PR #96, opened 2025-10-31
Allow reading null CG in v2

silas-martens:
This patch enables reading call graphs with `CG: null` entry .

### DIFF
--- a/graph/src/io/VersionTwoMCGReader.cpp
+++ b/graph/src/io/VersionTwoMCGReader.cpp
@@ -51,6 +51,7 @@ std::unique_ptr<metacg::Callgraph> metacg::io::VersionTwoMCGReader::read() {
 
   MCGFileInfo fileInfo{ffInfo, genVersionInfo};
   if (j.at(ffInfo.cgFieldName).is_null()) {
+    j[ffInfo.cgFieldName] = nlohmann::json::object();
     const std::string warningMsg = "Detected null call graph in metacg file; proceeding with an empty call graph.";
     MCGLogger::logWarn(warningMsg);
   }
--- a/graph/src/io/VersionTwoMCGReader.cpp
+++ b/graph/src/io/VersionTwoMCGReader.cpp
@@ -50,7 +50,12 @@ std::unique_ptr<metacg::Callgraph> metacg::io::VersionTwoMCGReader::read() {
                 generatorVersion);
 
   MCGFileInfo fileInfo{ffInfo, genVersionInfo};
-  if (!j.contains(ffInfo.cgFieldName) || j.at(ffInfo.cgFieldName).is_null()) {
+  if (j.at(ffInfo.cgFieldName).is_null()) {
+    const std::string warningMsg = "Detected null call graph in metacg file; proceeding with an empty call graph.";
+    MCGLogger::logWarn(warningMsg);
+  }
+
+  if (!j.contains(ffInfo.cgFieldName)) {
     const std::string errorMsg = "The call graph in the metacg file was not found or null.";
     errConsole->error(errorMsg);
     throw std::runtime_error(errorMsg);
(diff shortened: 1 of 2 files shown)


jplehr:
Does this work because we auto-upgrade to v4?

pearzt (approved):

pearzt:
@jplehr I'm not sure I understand your question. We only have one in-memory representation that can be constructed from both file format versions. So, if you consider the in-memory representation as v4 (as that's the one it has been designed for), then yes, we "auto-upgrade" to v4.

jplehr:
I guess my expectation was that we would need code changes beyond removing the condition to bail out.

edit:
I just looked at the code again, and it seems we do an auto-promo to v4 and then use the v4 reader, cf., lines 66-67 (or so).

jplehr:
I assume that this is only in-memory and does not lift the original input file or at least not in-place?
I think that would be an unexpected side effect of this change.

silas-martens:
> I guess my expectation was that we would need code changes beyond removing the condition to bail out.
> 
> edit: I just looked at the code again, and it seems we do an auto-promo to v4 and then use the v4 reader, cf., lines 66-67 (or so).

This fix worked in cgdiff and pipeline was not failing so I just assumed I dont break anything :). I made a bit more research and came to the following conclusion:

If the `_CG` field is null, we call `upgradeV2FormatToV4Format(null)`. In this function, we then iterate over `null.items()` (`for (auto& it : j.items())`). One would naturally assume this would fail, but `j.items()` internally calls `j::begin()`, and `begin()` has a no-throw guarantee. Therefore, the loop simply behaves as if j were an empty JSON object.

To make this clearer, I added `j[cgFieldName] = json::object();` when it is null.

jplehr:
> > I guess my expectation was that we would need code changes beyond removing the condition to bail out.
> 
> > 
> 
> > edit: I just looked at the code again, and it seems we do an auto-promo to v4 and then use the v4 reader, cf., lines 66-67 (or so).
> 
> 
> 
> This fix worked in cgdiff and pipeline was not failing so I just assumed I dont break anything :). I made a bit more research and came to the following conclusion:
> 
> 
> 
> If the `_CG` field is null, we call `upgradeV2FormatToV4Format(null)`. In this function, we then iterate over `null.items()` (`for (auto& it : j.items())`). One would naturally assume this would fail, but `j.items()` internally calls `j::begin()`, and `begin()` has a no-throw guarantee. Therefore, the loop simply behaves as if j were an empty JSON object.
> 
> 
> 
> To make this clearer, I added `j[cgFieldName] = json::object();` when it is null. 

Thank you for that walk through. I am fine with the implicit stuff. I only want to understand if the promotion changes the actual file on disk.
I think it would be surprising to have the file on disk change when it was not requested.

silas-martens:
> > > I guess my expectation was that we would need code changes beyond removing the condition to bail out.
> > 
> > 
> > > 
> > 
> > 
> > > edit: I just looked at the code again, and it seems we do an auto-promo to v4 and then use the v4 reader, cf., lines 66-67 (or so).
> > 
> > 
> > This fix worked in cgdiff and pipeline was not failing so I just assumed I dont break anything :). I made a bit more research and came to the following conclusion:
> > If the `_CG` field is null, we call `upgradeV2FormatToV4Format(null)`. In this function, we then iterate over `null.items()` (`for (auto& it : j.items())`). One would naturally assume this would fail, but `j.items()` internally calls `j::begin()`, and `begin()` has a no-throw guarantee. Therefore, the loop simply behaves as if j were an empty JSON object.
> > To make this clearer, I added `j[cgFieldName] = json::object();` when it is null.
> 
> Thank you for that walk through. I am fine with the implicit stuff. I only want to understand if the promotion changes the actual file on disk. I think it would be surprising to have the file on disk change when it was not requested.

The upgradeV2FormatToV4Format only modifies the JSON in memory. It does not write anything back to disk as far as I understand.

jplehr (approved):

PR #98, opened 2025-11-14
[CMake] Add cache files for convenience

jplehr:
Adding two CMake cache files to make building MetaCG more convenient.

One cache is a full build that requires the external dependencies to be installed via the build_submodules.sh script.

The other cache is a build of the "new" graph tools that does not depend on the external components.


jplehr:
Disclaimer: I did not test the full build file. :)

PR #103, opened 2025-11-28
Replace old testers with CGDiff

silas-martens:
I replaced some of the old testers with CGDiff. 

For CGC2 and CGPatch this worked well. For CGCollector, I processed the diff outputs to ensure that all edges in the generated call graph are contained in the ground truth, replicating the behavior of the previous comparison.

I also made a small fix to CGDiff to compare metadata values order-independently.
As discussed during the hackathon, I removed the AA and format-one tests.


cgcollector/test/testBase.sh
```diff
@@ -1,50 +1,72 @@
 
 cgcollectorExe=cgcollector
-testerExe=cgsimpletester
 cgmergeExe=cgmerge
 build_dir=build # may be changed with opt 'b'
+diffFile=temp.json
```
sebastiankreutzer: Instead of a hardcoded filename, use `mktemp`, e.g.: `diffFile=$(mktemp temp.json.XXX)`

tools/cgdiff/CGDiff.cpp
```diff
@@ -66,8 +66,17 @@ std::vector<std::unique_ptr<metacg::Diff>> compare(const metacg::Callgraph& mcgA
...
 
+          if (json.is_object()) {
+            for (auto& [subKey, subValue] : json.items()) {
+              if (subValue.is_array()) {
+                std::sort(subValue.begin(), subValue.end());
+              }
+            }
+          }
+          std::string value = json.dump(-1);
+          std::cout << "Key: " << key << " value: " << value << std::endl;
```
sebastiankreutzer: Left over from debugging?

tools/cgdiff/CGDiff.cpp
```diff
@@ -150,7 +159,7 @@ int main(int argc, char** argv) {
                              "Returns 0 if call-graphs are equal, 1 otherwise.\n");
 
     options.add_options()("ignore-edges", "ignore edges", cxxopts::value<bool>()->default_value("false"))(
-        "ignore-hasBody", "ignore hasBody", cxxopts::value<bool>()->default_value("false"))(
+      "ignore-hasBody", "ignore hasBody", cxxopts::value<bool>()->default_value("false"))(
```
sebastiankreutzer: Indentation correct here?

sebastiankreutzer (commented):
Great work! I added a few minor comments here and there.

.gitlab-ci.yml
```diff
@@ -168,7 +168,6 @@ test-cgc:
     - module load clang/$LLVM
     - cd cgcollector/test
     - mkdir -p log
-    - bash run_format_one_test.sh -b $MCG_BUILD
```
TimHeldmann, line 171: Why were the format one tests disabled?
I think I remember discussing this, but I don't remember what we agreed on.

cgcollector/test/run_format_two_test.sh
```diff
@@ -2,16 +2,15 @@
...
-#if [ command -v $testerExe ]; then
 if [[ $(type -P $testerExe) ]]; then
-  echo "The MCGTester binary (mcgtester) could not be found in path, testing with relative path."
+  echo "The cgdiff binary (cgdiff) could not be found in path, testing with relative path."
 fi
-stat ../../${build_dir}/cgcollector/test/mcgtester >>log/testrun.log 2>&1
+stat ../../${build_dir}/tools/cgdiff/cgdiff >> log/testrun.log 2>&1
 if [ $? -eq 1 ]; then
-  echo "The file seems also non-present in ../${build_dir}/test. Aborting test. Failure! Please build the tester first."
+  echo "The file seems also non-present in ../${build_dir}/cgdiff/. Aborting test. Failure! Please build the tester first."
```
TimHeldmann: Technically it should now be: "[...]! Please build cgdiff/the difference dettection tool first"

cgcollector/test/testBase.sh
```diff
@@ -1,50 +1,73 @@
...
+    local diffFile="$1"
+
+    if [ ! -f "$diffFile" ]; then
+        echo "Diff file not found: $diffFile"
+        return 2
+    fi
+
+    # Iterate over all nodes
+    local nodes
+    nodes=$(jq -r '.diff.nodeDiffs | keys[]' "$diffFile") || return 2
```
TimHeldmann, line 23: Are you sure this works with the base and devel containers?
`jq` should only be available on 22.04, but the base container is based on 20.04.

cgcollector/test/testBase.sh
```diff
@@ -1,50 +1,73 @@
...
+
+        # Extract metadataOnlyInA and metadataOnlyInB arrays
+        local aJson bJson
+        aJson=$(jq ".diff.nodeDiffs[\"$node\"].metadataOnlyInA" "$diffFile")
+        bJson=$(jq ".diff.nodeDiffs[\"$node\"].metadataOnlyInB" "$diffFile")
+
+        # Filter out entries that contain numberOfControlFlowOps
+        local aFiltered bFiltered
+        aFiltered=$(echo "$aJson" | jq '[.[] | select(test("numberOfControlFlowOps") | not)]')
+        bFiltered=$(echo "$bJson" | jq '[.[] | select(test("numberOfControlFlowOps") | not)]')
```
TimHeldmann: Why do we filter?

cgcollector/test/testBase.sh
```diff
@@ -67,102 +90,25 @@ function applyFileFormatTwoToSingleTU {
...
-  $cgcollectorExe --metacg-format-version=2 --capture-ctors-dtors --capture-stack-ctors-dtors --enable-AA ${addFlags} --output ${gfile} $tfile -- >>log/testrun.log 2>&1
-  cat $gfile | python3 -m json.tool > ${gfile}_
-  mv ${gfile}_ ${gfile}
-  $testerExe $tgt $gfile >>log/testrun.log 2>&1
-
-  if [ $? -ne 0 ]; then
-    echo "Failure for file: $gfile. Keeping generated file for inspection"
-    fail=$((fail + 1))
+    if only_metadata_diff $diffFile; then
+        rm $gfile
```
TimHeldmann, line 95: We do not check for metadata equality?
Has this always been the case?

container/full-build
```diff
@@ -14,7 +14,8 @@ RUN apt-get update -y && \
         openmpi-bin openmpi-common bison flex bear \
         lsb-release wget software-properties-common \
         python3-matplotlib python3-pyqt5 ninja-build \
-    libopenmpi-dev libhwloc-dev libevent-dev
+    libopenmpi-dev libhwloc-dev libevent-dev \
+    jq
```
TimHeldmann, line 18: Pretty sure, the other containers should get this treatment as well.

TimHeldmann (commented):
Thank you for your work.
Looking forward to get this merged

cgcollector/test/testBase.sh
silas-martens: The ground truth call-graph is treated as a subset of the generated call-graph. As a result, the generated call-graph may contain additional metadata entries that do not appear in the ground truth. These extra entries are ignored.

In other words, we only verify that the metadata present in the ground truth is also contained in the generated call graph. This replicates the behavior of the previous tool.

cgcollector/test/testBase.sh
silas-martens: The value of numberOfControlFlowOps varies across compiler versions. Therefore, I decided to ignore differences in this metadata value during comparison.

cgcollector/test/testBase.sh
silas-martens: I’ve only tested this in GitHub and GitLab CI pipelines.

.gitlab-ci.yml
silas-martens: They were removed because format one is not supported by the current graph library, and therefore not by cgdiff either. Keeping the tests would have required us to keep the old tester.

As I recall, we leaned towards removing them but never made a final decision. I’ve therefore included the removal in a separate commit: if we decide to keep the tests after all, the change can be reverted easily.

If we do remove these tests, it would make sense to also consider deprecating format one in the near future.

cgcollector/test/testBase.sh
silas-martens: I added jq to base. Are base/devel containers used by anybody?

cgcollector/test/testBase.sh
TimHeldmann: Does this filter the whole key or only the value?
Should we make sure, that this metadata is constructed with a valid integer, even if the values differ?

cgcollector/test/testBase.sh
TimHeldmann: I don't think they are in active use, but as long as they are in the repo, I would not break them on purpose, especially if the fix is relatively easy.

.gitlab-ci.yml
TimHeldmann: Eh, I see.
If I remember correctly CGC is the only tool capable of even writing MetaCG V1 files.
And as CGC might get fazed out in favour of CGC2 I can live with this.

cgcollector/test/testBase.sh
TimHeldmann: Ok, I think it is fine to then replicate this behavior in this PR.
I'll raise an issue, that we should address this in a different PR.

cgcollector/test/testBase.sh
silas-martens: Yeah this part was completely scuffed. I reworked it.
- only_metadata_diff now checks that the metadata is only missing in the grountruth (GT is subset of generated CG)
- before executing cgdiff i set the values of numberOfControlFlowOps to 42 to ignore value differences caused by differing clang versions

Thanks for pointing out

::::::::::

Give again, exactly as written, every line from the first one above through the line that has "-51,6 +51,7 @@" in it.

* Expected answer *
PR #96, opened 2025-10-31
Allow reading null CG in v2

silas-martens:
This patch enables reading call graphs with `CG: null` entry .

### DIFF
--- a/graph/src/io/VersionTwoMCGReader.cpp
+++ b/graph/src/io/VersionTwoMCGReader.cpp
@@ -51,6 +51,7 @@ std::unique_ptr<metacg::Callgraph> metacg::io::VersionTwoMCGReader::read() {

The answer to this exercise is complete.